There are many methods of doing this, but probably the easiest one (for now) is to check their fingerprint, call them up and verify it.
gpg -fingerprint hambo gpg -fingerprint sam |
These commands should do it. Ensure that you and Sam read your fingerprints out to one another.
If the fingerprints don't match, you can simply delete the key and begin again. If they do match, then you will want to sign their key.
That raises the last concept of this signing and encrypting section.
In an organization, you soon get to know those individuals that spread rumors. Can these people be trusted with a secret you want to share with them? There are others however that, no matter how important the secret is, they will simply never tell another soul without your permission.
So it is with public keys. Suppose I have exchanged public keys with Sam. I know Sam is a complete stickler for detail and checks and rechecks each key on his keyring before signing it. Now Mary sends me her key and this key has been signed by Sam. Sam trusts Mary ultimately (because Mary is also vigilant about her keys). Even though I don't know Mary (she happens to be a friend of Sam's), can I trust her key? Yes, because it has been signed by Sam.

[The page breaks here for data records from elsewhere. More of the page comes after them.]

PR #543, opened 2026-09-21
ci(release): report the breaking-bump verdict on the release PR

TurtIeSocks:
## Short summary

The guard from #542 runs on a push to main, not on the release pull request, so a refusal was a red run in the Actions tab and nothing on the pull request itself.

- writes the verdict as a `release bump` commit status on the release pull request's head
- written on both outcomes, and before the exit that fails the run
- needs `statuses: write`, which this job did not hold

## Precise details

Jakes on the other hand is a little less reliable. Sam has sent me Jake's key, but he's been known to sign keys without properly verifying the signatures. Can I trust signed documents from Jakes? Well, I may trust them partially, but in order to completely trust anything from Jakes, I would probably want to verify the key from another source too. If the other source verifies the signature is valid, only then can I trust it.

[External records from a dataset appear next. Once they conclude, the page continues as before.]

PR #545, opened 2026-09-21
perf(cli): stop bark allocating twice per bus event

### LINKED ISSUE #520: bark allocates twice per event for answers that are fixed at compile time
Two allocations on bark's per-event path.

- `wire_spelling` round-trips an enum through `serde_json::to_value` to get its wire name (`crates/shep-cli/src/dog/bark/rules.rs:126`), allocating a `Value` on every `on_event`. The spelling is fixed at compile time, so a `match` returning `&'static str` answers the same question with no allocation.
- `self.subjects.entry(subject.to_owned())` (`crates/shep-cli/src/dog/bark/rules.rs:299` and `:337`) allocates a `String` for the key whether or not the subject is already in the map, which on a steady flock is every time. The usual shape is a lookup first, inserting the owned key only on a miss.

Neither is a bottleneck. Both are on the path an event takes through the dog, and both fixes are smaller than what they replace.

ump45nose:
## Summary

Two allocations on bark's per-event path, both in `crates/shep-cli/src/dog/bark/rules.rs`. Neither is a bottleneck; both are on the path an event takes through the dog, and both fixes are smaller than what they replace.

## 1. `wire_spelling` round-tripped the enum through serde

```rust
fn wire_spelling(kind: ProcessEventKind) -> String {
    serde_json::to_value(kind)
        .ok()
        .and_then(|value| value.as_str().map(str::to_owned))
        .unwrap_or_default()
}
```

A `Value` allocated per bus event to answer a question fixed at compile time. Now a `match` returning `&'static str`.

`ProcessEventKind` is `#[non_exhaustive]`, so a wildcard arm is forced. It maps to `"unrecognized"`, which is exactly what `#[serde(other)]` gives `Unrecognized` — i.e. exactly what the round-trip returned for the one variant the wildcard can actually catch today. The spelling a rule compares against is unchanged for every variant this build knows.

**The risk this introduces, and how it is covered.** A variant added upstream gets no arm, falls into the wildcard, and a rule naming it would compare against `"unrecognized"` and never fire — silently, days later. That is why there is a new test:

```rust
fn every_wire_spelling_matches_what_serde_emits()
```

which pins all eleven spellings back against `serde_json::to_value`. I checked it bites by changing `"reload_abandoned"` to `"reload_abandonded"` and watching it fail with `left: "reload_abandonded" / right: "reload_abandoned"`, then restoring. The doc comment on the function names the same obligation.

## 2. `entry(subject.to_owned())` evaluated the key before the lookup

`BTreeMap::entry` takes its key by value, so `subject.to_owned()` ran on *every* call, hit or miss. On a steady flock the subject is already in the map, so every event allocated a `String` it then dropped. Both call sites (`fire` at the old `:299`, `restart_window_crossed` at the old `:337`) now go through one helper:

```rust
fn subject_state<'a>(subjects: &'a mut BTreeMap<String, SubjectState>, subject: &str) -> &'a mut SubjectState {
    if !subjects.contains_key(subject) {
        subjects.insert(subject.to_owned(), SubjectState::default());
    }
    subjects.get_mut(subject).expect("subject key is present: either it was, or the insert above added it")
}
```

Hot path is now `contains_key` + `get_mut` and zero allocations; the owned key is built only on a miss, once per subject per bark run.

Two notes on the shape, since both are non-obvious:

- **`contains_key` first, not a `get_mut` match.** The match form (`match subjects.get_mut(subject) { Some(s) => s, None => subjects.entry(...) }`) does not compile: the reference returned from the lookup has to outlive the insert that follows it, so the borrow of `*subjects` spans the whole match and the `entry` call is a second mutable borrow. E0499. That is also why the early-return `if let` form fails. `contains_key` ends its borrow immediately.
- **The `expect` is unreachable.** The key is present either because it was, or because the line above inserted it. `clippy::expect_used` is a restriction lint and the gate does not enable it, so `-D warnings` is clean.

## Testing

- **`SDKROOT` was pinned to `MacOSX26.sdk`.** The default CLT SDK on this machine (`MacOSX27.0`) has `libSystem.B.tbd` entries for `arm64e.x1-macos` / `arm64e.x1-maccatalyst`, which the local `ld` rejects with `tapi error: malformed file`. Nothing links without the pin. This is a local toolchain problem, not a repo one.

This process of trust is known as the web of trust. When listing a uid (a users ID) with "edit-key", there is a "trust" section that determines:
a)the level of trust you have in the person from whom you have received the key
b)the validity of the key - did you verify their fingerprint?
Examples may be:
trust m/f |
Person XYZ is trusted marginally (m), but a full (f) verification of their fingerprint has been done.
From the gpg(1) man page, the following trusts are documented:
- | No ownertrust assigned / not yet calculated. |
e | Trust calculation has failed; probably due to an expired key. |
q | Not enough information for calculation. |
n | Never trust this key. |
m | Marginally trusted. |
f | Fully trusted. |
u | Ultimately trusted. |
Signing keys is imperative since it increases the web of trust. [7]
This is a relatively involved subject and one that takes time to assimilate.
In sum then, digital signatures, hashing and public/private and symmetric keys ensure that:
1.You are who you say you are, and that this message really come from you (digital signatures)
2.You are able to keep messages from being tampered with during their transmission (hashing)
3.You are able to keep messages secret (encryption) - only to be viewed by individuals for whom they are intended
[5] The term "more secure" is a loaded one. I use this term quite glibly here, but the phrase is a point of many disputes! In essence, "more secure" relates to mathematically tested solutions and is well beyond the scope of this course.
[6] The DSA key is known as the master signing key, and EIGamal is the encryption subkey. The master signing key is responsible for making digital signatures, while the encryption subkey handles (en|de)cryption. In general, the master signing key should be valid for life, while the encryption subkey can be changed from time-to-time, but only if need be.
[7] Once you have begun distributing your public key, it becomes very difficult to change it. So, as part of this course, you will generate a public key. Ensure you keep this key with you if you have already begun to distribute it.